Some thing else to bear in mind, it may not be something the size of a bean that locked the M/ch. When you consider the fineness of the grind it could be a VERY small piece of metal or stone. Look for damage on the burrs with a magnifying glass !!!.


----------



## nvening (May 6, 2014)

Charliej said:


> Try whipping the bottom burr off, its a reverse thread so clockwise to undo it, underneath that is a plastic "star" it sounds like something maybe stuck between that and the bottom burr or have maybe broken the star and thats causing problems, Happy Donkey can source the starts pretty cheaply also Andy (Coffeebean) may be able to get them as well.


Oh I didn't see this for some reason. Looks like I'm just going to need to strip it down till I find the issue.

I had to strip my Gaggia the first day I had it too, coffee cursed! Thanks guys, I will return with updates.


----------



## nvening (May 6, 2014)

Oh and I can't see any damage to the burrs, hopefully whatever it was just stopped them. There was quite a lot of sticky, very fine grinds built up which might have contributed to the jam.


----------



## El carajillo (Mar 16, 2013)

To remove the grinder/ motor assembly, release the screws holding it down to the case and lift carefully.The connections are very small

push fit connectors (not much room or free play).

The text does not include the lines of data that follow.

PR #3819, opened 2026-07-20
Registered Report Moderation

michaelcanova:
## Overview ##

This PR changes the registered report creation process in two ways:

First, the registered report will now create its own DOI, rather than relying on the propolsal's DOI.

Second the creation process is no longer from the user clicking a notification, but rather created by a moderator/editor, and a new tab/endpoint API was created.

The backfill is also updated to only populate for a few completed proposals for now, and will be updated again later to run all of the rest.


src/feed/tests/views/test_pending_moderation.py
```diff
@@ -172,6 +192,119 @@ def test_counts_grouped_by_type(self):
...
+            "candidate_moderator",
+            moderator=True,
+        )
+        self.author = create_random_default_user("candidate_author")
+        self.client = APIClient()
+        self.client.force_authenticate(user=self.moderator)
+        self.url = reverse("moderator_feed-registered-report-candidates")
+        self.journey_service = JourneyService()
+        RscExchangeRate.objects.create(
+            price_source=MORALIS,
```
koutst: MORALIS is a legacy provider that we will remove, use COIN_GECKO instead

michaelcanova: Switched it over, thank you!

src/feed/views/moderator_feed_view.py
```diff
@@ -105,6 +111,64 @@ def pending_moderation_counts(self, request: Request) -> Response:
...
+        serializer = self.get_serializer(feed_entries, many=True, context=context)
+        return self.get_paginated_response(serializer.data)
+
+    @action(
+        detail=False,
+        methods=["post"],
+        permission_classes=[UserIsEditor | IsModerator],
+        url_path="create_registered_report_draft",
+    )
+    def create_registered_report_draft(self, request: Request) -> Response:
```
koutst: Not sure the actual answer but does this endpoint belong here? Seems like it's creating a note/journal draft? Does that belong in a note or journal admin view or something like that?

src/researchhub_document/views/researchhub_post_views.py
```diff
@@ -327,7 +262,14 @@ def create_researchhub_post(self, request):
         grant_amount = data.get("grant_amount")
         grant_id = data.get("grant_id")
 
-        if authors and request.user.author_profile.id not in authors:
+        if document_type == REGISTERED_REPORT and not request.user.moderator:
```
koutst: Won't this break for editors?

src/feed/views/moderator_feed_view.py
michaelcanova: Good callout, I moved it over to the note!  Thank you!

src/researchhub_document/views/researchhub_post_views.py
michaelcanova: Also a good callout, I fixed it for the editors!  Thank you!

src/note/views/note_view.py
```diff
@@ -185,6 +191,34 @@ def create(self, request, *args, **kwargs):
...
+    @action(
+        detail=False,
+        methods=["post"],
+        permission_classes=[UserIsEditor | IsModerator],
+        url_path="create_registered_report_draft",
+    )
+    def create_registered_report_draft(self, request: Request) -> Response:
+        """Create an editor- or moderator-owned registered report notebook draft."""
+        serializer = RegisteredReportDraftSerializer(data=request.data)
+        serializer.is_valid(raise_exception=True)
```
koutst: Maybe update RegisteredReportDraftSerializer to RegisteredReportDraftRequestSerializer?

src/note/views/note_view.py
```diff
@@ -185,6 +191,34 @@ def create(self, request, *args, **kwargs):
...
+        except ValueError as error:
+            return Response(
+                {"error": str(error)},
+                status=status.HTTP_400_BAD_REQUEST,
+            )
+
+        response_data = NoteSerializer(draft.note, context={"request": request}).data
+        response_data["fundraise_id"] = draft.fundraise.id
+        response_data["journey_id"] = draft.journey.id
+        response_data["proposal_id"] = draft.proposal.id
```
koutst: This belongs in a serializer. Maybe something like RegisteredReportDraftResponseSerializer

koutst: I think this endpoint might belong in the researchhub_document app, since it's more than just a note and that's where the rest of the RR logic is. Something like

```
researchhub_document/
  views/registered_report_draft_view.py
  serializers/registered_report_draft_serializer.py
  services/journal_entry_service.py
  tests/test_registered_report_draft_api.py
```

What do you think?

koutst (approved):

src/note/views/note_view.py
michaelcanova: Sounds good and updated, I also moved the location as mentioned in the next review comment.  Thank you!

src/note/views/note_view.py
michaelcanova: I agree with that, it will look a lot cleaner and more organized.  Updated and thank you again!

PR #3827, opened 2026-07-21
Persist proposal draft agent histories

koutst:
## Stack

1. #3843 — Persist agent execution lifecycles
2. #3844 — Add agent conversation services
3. #3831 — Add agent chat orchestration
4. **#3827 — Persist proposal draft agent histories**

When released lift out ready for disassembly, take note of any thin shim washers.


----------



## nvening (May 6, 2014)

Yep it was the cog, new one ordered from Happy Donkey.

Cheers guys!


----------



## nvening (May 6, 2014)

ok so it was fine, was trying to dial it in, i was still quite far from getting a fine enough grind when it just happened again, exactly the same. Anyone want an MC2 for parts? pretty much just never want to see it again


----------



## nvening (May 6, 2014)

I can only think that there's something slightly off with the machine which results in it doing this :s


----------



## froggystyle (Oct 30, 2013)

Strip as much as you can and check everything for damage!

Stick with it, im sure it will come good....


----------



## Montana (Jan 3, 2013)

Sorry to hear you're having problems with the grinder, I honestly had no trouble at all with it. I only have 2 coffees a day so it's not had a hard life at all. Hope you get it going as they are a good little grinder.


----------



## nvening (May 6, 2014)

Has anyone else changed taken their's apart? I'm wondering if i could have done something wrong


----------



## froggystyle (Oct 30, 2013)

View attachment 7123


Think this is yours!


----------



## nvening (May 6, 2014)

Unfortunately not! I think that was posted incorrectly on another forum - unless I'm completely wrong!


----------



## DavecUK (Aug 6, 2013)

Can you post a picture of the broken cog and the internals with how it's sitting in the grinder. Although I really don't like the MC2, the cog shouldn't strip like that. Also any other shots you think are relevant. As the other person said, best not to give up on it.


----------



## Charliej (Feb 25, 2012)

froggystyle said:


> View attachment 7123
> 
> 
> Think this is yours!


MC2 has a small conical burr set so deffo not that diagram , that looks more like a Brasilia/Rossi RR45.


----------



## El carajillo (Mar 16, 2013)

nvening said:


> ok so it was fine, was trying to dial it in, i was still quite far from getting a fine enough grind when it just happened again, exactly the same. Anyone want an MC2 for parts? pretty much just never want to see it again


Were you trying to adjust it with the machine running????


----------



## nvening (May 6, 2014)

Nope, I have an exam tomorrow so will post pics after that


----------